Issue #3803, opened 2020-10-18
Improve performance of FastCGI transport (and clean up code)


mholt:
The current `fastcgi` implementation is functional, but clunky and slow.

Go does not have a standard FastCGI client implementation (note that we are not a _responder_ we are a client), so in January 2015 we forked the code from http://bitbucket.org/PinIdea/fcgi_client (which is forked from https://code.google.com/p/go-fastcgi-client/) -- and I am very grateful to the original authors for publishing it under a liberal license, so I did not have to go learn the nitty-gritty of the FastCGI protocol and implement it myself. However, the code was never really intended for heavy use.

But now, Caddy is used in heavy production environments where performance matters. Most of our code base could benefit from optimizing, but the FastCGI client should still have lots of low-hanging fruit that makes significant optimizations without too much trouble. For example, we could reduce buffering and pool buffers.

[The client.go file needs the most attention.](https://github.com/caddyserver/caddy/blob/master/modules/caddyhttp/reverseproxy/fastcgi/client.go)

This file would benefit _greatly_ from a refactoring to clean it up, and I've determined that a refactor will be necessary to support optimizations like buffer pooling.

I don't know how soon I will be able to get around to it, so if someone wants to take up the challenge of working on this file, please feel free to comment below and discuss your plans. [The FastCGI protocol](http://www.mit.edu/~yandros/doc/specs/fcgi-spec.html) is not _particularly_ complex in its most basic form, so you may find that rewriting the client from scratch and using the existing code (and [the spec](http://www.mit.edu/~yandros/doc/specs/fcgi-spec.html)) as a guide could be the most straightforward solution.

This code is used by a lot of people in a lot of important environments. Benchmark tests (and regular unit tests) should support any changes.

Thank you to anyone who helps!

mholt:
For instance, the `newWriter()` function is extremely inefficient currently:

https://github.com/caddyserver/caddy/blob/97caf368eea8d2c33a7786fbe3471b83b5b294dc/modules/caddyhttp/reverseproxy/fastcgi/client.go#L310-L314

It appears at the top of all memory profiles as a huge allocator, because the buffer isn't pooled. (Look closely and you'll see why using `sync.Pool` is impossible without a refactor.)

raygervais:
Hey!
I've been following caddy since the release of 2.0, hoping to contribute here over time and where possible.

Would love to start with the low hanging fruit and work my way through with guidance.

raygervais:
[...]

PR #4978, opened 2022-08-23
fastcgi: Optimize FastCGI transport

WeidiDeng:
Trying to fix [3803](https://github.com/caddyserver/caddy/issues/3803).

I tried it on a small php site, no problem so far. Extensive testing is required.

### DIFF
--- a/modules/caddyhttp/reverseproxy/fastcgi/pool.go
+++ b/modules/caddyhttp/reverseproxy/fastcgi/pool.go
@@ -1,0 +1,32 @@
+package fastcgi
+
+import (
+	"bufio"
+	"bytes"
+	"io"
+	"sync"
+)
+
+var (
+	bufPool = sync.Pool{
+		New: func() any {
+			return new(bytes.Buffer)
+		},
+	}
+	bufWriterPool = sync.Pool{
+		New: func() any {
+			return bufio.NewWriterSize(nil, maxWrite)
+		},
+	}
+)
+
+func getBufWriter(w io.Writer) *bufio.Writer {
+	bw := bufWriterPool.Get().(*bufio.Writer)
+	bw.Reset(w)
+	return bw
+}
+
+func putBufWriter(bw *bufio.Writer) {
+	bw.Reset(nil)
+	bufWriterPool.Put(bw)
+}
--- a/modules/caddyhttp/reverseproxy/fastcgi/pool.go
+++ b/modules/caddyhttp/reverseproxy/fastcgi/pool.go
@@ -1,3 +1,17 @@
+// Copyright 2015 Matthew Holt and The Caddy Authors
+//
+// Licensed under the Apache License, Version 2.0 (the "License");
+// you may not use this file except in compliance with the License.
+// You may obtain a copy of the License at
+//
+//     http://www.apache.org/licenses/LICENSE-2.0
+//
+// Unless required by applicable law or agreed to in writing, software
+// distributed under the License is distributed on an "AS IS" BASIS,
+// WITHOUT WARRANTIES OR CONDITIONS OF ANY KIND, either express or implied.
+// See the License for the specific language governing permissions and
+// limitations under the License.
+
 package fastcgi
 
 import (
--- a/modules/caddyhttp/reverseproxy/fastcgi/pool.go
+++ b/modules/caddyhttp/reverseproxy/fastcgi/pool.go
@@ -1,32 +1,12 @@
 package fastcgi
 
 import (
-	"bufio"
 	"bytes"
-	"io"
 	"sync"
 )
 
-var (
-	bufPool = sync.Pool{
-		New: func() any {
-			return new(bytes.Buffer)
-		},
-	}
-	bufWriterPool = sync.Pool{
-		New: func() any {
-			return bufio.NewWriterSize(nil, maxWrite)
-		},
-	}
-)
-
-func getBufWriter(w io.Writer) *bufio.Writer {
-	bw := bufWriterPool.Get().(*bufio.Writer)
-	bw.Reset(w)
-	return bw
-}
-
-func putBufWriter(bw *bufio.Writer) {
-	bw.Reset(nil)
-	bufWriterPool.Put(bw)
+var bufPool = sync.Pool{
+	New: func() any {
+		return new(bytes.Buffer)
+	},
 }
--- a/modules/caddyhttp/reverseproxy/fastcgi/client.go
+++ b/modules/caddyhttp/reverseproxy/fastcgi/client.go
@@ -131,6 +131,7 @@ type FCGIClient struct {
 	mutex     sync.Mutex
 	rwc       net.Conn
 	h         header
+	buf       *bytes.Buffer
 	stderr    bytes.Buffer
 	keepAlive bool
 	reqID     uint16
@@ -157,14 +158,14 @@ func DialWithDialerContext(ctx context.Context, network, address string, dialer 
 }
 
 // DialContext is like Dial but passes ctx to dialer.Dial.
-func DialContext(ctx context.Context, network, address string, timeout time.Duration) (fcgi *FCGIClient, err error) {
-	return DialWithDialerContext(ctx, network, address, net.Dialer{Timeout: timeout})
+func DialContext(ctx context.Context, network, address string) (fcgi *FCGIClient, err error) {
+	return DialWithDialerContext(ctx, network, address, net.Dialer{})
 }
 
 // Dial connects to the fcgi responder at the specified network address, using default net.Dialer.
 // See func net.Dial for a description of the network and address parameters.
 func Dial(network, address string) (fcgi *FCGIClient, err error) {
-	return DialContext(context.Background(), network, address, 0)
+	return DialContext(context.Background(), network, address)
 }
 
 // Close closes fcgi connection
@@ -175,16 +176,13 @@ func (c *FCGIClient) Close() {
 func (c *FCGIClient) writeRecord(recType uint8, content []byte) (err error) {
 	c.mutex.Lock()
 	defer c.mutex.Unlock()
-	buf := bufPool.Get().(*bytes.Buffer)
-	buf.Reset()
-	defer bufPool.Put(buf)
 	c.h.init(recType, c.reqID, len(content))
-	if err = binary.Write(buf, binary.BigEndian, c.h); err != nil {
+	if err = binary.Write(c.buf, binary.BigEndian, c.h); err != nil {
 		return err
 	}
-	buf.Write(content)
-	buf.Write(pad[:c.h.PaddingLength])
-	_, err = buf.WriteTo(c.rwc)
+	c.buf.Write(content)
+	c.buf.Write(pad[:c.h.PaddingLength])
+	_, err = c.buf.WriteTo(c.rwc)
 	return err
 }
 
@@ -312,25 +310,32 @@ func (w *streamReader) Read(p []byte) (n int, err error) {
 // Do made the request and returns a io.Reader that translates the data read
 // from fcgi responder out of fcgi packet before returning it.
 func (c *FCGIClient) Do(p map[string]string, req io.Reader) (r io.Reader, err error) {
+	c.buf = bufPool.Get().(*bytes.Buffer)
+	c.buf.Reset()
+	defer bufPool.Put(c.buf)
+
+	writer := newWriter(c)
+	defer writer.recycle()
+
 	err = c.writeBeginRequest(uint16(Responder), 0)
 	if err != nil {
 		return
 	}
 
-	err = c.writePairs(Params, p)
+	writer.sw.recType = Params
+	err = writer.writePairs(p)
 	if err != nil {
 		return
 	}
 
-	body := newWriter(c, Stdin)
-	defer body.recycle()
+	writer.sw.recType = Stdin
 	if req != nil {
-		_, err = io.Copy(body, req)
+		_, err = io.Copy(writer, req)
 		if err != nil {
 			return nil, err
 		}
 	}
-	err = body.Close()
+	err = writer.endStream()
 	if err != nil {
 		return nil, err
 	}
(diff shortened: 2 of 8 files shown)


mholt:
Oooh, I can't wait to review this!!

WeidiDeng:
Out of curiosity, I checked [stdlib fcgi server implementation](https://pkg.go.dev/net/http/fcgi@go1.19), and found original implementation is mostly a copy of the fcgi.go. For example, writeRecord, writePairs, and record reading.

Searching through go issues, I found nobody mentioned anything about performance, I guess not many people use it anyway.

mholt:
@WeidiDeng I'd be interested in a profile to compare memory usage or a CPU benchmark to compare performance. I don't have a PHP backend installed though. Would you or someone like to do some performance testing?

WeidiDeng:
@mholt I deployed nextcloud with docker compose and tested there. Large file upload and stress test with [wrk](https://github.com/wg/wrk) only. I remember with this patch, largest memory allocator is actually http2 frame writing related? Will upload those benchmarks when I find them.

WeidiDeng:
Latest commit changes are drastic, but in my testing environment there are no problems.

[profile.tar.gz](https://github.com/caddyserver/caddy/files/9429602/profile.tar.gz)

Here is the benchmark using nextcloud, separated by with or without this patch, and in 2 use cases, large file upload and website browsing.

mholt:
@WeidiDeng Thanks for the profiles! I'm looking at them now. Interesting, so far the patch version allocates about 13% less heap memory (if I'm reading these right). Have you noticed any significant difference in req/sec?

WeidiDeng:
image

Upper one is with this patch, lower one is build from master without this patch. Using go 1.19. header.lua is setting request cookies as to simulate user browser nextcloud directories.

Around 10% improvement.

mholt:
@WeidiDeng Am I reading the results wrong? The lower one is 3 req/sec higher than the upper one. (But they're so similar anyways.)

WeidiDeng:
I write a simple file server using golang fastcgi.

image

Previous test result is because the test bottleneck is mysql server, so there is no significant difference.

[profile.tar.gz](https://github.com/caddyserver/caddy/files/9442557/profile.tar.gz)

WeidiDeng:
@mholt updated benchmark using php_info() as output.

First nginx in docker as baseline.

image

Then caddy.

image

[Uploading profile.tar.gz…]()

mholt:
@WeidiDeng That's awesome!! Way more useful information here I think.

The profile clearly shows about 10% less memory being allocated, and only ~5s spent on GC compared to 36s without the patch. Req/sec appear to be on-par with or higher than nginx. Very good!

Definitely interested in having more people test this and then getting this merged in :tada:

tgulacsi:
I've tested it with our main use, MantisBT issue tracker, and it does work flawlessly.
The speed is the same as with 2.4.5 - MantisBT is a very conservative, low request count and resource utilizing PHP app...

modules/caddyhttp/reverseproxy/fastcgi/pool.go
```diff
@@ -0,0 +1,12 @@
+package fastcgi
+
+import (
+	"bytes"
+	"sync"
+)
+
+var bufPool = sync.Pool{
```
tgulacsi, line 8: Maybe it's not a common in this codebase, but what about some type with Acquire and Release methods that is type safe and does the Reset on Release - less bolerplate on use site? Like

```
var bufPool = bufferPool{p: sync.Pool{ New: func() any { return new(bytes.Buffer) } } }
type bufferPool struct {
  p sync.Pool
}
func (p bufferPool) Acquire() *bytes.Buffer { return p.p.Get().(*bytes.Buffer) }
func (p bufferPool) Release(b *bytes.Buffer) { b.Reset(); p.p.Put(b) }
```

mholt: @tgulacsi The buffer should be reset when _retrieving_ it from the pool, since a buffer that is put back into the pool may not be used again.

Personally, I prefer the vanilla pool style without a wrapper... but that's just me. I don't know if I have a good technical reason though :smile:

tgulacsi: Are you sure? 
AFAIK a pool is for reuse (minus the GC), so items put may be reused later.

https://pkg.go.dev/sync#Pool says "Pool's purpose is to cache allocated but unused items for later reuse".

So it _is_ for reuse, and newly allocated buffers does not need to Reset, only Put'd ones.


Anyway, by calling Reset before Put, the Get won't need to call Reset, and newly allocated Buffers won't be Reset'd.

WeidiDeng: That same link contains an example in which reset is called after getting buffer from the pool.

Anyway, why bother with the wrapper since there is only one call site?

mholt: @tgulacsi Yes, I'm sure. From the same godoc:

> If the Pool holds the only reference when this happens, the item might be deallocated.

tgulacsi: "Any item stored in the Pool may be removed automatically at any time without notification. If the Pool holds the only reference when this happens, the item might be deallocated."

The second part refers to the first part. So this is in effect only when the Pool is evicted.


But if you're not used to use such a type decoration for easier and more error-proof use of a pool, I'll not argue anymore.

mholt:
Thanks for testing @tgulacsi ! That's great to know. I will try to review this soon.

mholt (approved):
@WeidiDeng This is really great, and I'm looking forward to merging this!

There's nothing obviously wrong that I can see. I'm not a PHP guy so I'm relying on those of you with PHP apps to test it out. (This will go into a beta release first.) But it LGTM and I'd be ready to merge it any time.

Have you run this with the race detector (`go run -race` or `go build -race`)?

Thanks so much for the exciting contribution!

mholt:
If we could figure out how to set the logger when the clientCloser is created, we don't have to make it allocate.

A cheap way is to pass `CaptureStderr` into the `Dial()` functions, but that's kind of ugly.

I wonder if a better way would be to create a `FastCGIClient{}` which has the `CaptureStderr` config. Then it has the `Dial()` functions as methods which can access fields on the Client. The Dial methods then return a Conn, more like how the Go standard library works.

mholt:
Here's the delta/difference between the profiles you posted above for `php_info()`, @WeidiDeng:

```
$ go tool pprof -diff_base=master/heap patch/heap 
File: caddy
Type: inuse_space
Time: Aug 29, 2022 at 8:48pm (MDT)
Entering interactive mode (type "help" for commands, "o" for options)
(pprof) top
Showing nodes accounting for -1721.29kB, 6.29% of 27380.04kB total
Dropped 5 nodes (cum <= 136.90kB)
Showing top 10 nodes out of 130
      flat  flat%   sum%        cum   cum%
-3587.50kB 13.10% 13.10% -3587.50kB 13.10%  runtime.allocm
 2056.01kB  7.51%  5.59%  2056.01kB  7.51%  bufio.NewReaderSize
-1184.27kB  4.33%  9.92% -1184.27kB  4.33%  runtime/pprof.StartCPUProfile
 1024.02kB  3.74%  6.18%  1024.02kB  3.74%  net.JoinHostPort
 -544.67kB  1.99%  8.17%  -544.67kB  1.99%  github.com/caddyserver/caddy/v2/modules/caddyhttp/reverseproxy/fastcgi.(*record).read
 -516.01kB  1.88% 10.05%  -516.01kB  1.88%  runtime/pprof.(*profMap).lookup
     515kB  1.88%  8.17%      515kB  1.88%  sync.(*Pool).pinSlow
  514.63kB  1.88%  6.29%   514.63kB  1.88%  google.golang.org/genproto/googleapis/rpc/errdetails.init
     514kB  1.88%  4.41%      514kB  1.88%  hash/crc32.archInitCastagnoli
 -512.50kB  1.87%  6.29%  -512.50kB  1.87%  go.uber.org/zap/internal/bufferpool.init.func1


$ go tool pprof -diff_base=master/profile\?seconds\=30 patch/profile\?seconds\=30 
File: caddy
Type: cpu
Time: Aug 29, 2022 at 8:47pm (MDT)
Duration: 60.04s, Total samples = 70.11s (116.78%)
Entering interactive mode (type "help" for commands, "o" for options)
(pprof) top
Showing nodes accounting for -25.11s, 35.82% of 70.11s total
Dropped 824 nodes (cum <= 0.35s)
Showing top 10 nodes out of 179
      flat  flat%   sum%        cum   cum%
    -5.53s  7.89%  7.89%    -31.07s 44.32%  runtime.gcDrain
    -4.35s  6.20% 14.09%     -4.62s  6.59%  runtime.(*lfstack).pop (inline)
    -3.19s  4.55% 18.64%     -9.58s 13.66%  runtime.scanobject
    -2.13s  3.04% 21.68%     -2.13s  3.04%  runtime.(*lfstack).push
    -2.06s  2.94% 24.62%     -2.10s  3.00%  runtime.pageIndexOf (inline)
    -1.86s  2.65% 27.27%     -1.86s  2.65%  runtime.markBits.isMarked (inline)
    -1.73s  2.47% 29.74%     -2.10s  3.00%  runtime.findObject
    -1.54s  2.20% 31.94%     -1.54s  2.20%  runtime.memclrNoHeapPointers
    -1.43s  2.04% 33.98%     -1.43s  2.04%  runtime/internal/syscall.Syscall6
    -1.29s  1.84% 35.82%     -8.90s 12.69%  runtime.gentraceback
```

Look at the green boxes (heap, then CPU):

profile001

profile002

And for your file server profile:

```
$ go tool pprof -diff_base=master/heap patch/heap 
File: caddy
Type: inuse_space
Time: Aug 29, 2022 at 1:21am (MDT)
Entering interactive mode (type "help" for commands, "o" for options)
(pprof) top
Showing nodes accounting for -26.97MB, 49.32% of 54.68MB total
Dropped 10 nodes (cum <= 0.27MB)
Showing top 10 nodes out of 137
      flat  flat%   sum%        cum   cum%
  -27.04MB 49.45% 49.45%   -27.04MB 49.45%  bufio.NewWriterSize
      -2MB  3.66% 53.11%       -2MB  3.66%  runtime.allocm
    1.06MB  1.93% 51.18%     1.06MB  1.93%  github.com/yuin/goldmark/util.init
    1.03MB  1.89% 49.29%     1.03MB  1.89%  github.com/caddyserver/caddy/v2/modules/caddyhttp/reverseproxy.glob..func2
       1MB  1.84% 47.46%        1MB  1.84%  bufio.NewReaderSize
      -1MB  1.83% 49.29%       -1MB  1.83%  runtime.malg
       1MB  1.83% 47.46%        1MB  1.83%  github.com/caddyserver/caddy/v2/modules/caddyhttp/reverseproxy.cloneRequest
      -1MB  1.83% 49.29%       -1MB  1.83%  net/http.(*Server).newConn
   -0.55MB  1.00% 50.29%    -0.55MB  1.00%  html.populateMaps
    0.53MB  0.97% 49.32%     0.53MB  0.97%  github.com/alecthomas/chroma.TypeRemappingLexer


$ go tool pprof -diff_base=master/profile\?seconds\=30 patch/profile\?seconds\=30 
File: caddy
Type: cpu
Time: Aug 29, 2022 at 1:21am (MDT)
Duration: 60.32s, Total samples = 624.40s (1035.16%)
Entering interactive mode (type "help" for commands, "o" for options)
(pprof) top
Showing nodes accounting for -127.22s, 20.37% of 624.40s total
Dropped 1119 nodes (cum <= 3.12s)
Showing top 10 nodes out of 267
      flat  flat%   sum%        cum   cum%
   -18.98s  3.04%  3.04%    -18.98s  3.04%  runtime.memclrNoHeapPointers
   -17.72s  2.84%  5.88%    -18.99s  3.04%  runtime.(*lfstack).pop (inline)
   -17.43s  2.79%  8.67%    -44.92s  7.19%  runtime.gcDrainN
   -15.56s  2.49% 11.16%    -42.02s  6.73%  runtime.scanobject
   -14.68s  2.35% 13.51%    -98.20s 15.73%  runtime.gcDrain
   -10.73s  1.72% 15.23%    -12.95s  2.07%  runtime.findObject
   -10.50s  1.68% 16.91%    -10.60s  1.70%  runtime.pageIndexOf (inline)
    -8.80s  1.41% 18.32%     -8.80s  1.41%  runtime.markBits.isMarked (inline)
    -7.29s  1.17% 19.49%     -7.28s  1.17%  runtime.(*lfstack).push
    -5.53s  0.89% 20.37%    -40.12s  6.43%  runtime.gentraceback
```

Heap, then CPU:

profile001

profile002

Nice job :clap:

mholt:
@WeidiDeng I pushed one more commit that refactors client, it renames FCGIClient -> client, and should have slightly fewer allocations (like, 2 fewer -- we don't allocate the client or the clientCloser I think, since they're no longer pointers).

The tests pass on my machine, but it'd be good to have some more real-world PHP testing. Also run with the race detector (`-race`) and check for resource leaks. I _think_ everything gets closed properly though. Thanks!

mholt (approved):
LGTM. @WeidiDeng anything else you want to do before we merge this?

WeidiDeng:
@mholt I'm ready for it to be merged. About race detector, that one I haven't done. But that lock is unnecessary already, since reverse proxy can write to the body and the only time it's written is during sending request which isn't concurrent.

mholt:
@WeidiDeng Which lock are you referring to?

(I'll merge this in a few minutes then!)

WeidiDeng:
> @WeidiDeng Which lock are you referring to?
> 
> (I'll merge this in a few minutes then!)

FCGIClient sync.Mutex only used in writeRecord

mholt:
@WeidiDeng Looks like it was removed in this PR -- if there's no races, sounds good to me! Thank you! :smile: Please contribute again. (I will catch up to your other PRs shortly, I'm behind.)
--
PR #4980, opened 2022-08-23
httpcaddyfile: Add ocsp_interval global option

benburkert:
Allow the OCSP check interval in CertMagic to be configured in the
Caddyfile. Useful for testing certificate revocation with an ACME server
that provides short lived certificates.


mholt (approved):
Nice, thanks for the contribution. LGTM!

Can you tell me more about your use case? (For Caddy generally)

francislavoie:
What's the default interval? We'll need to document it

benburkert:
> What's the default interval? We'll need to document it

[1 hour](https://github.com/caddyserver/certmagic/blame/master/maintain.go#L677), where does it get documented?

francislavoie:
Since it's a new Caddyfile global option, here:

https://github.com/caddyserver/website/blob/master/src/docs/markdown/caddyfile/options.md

Try it:
Your answer should be a single number: how many lines in the data above include "website"?

Solution to this exercise:
2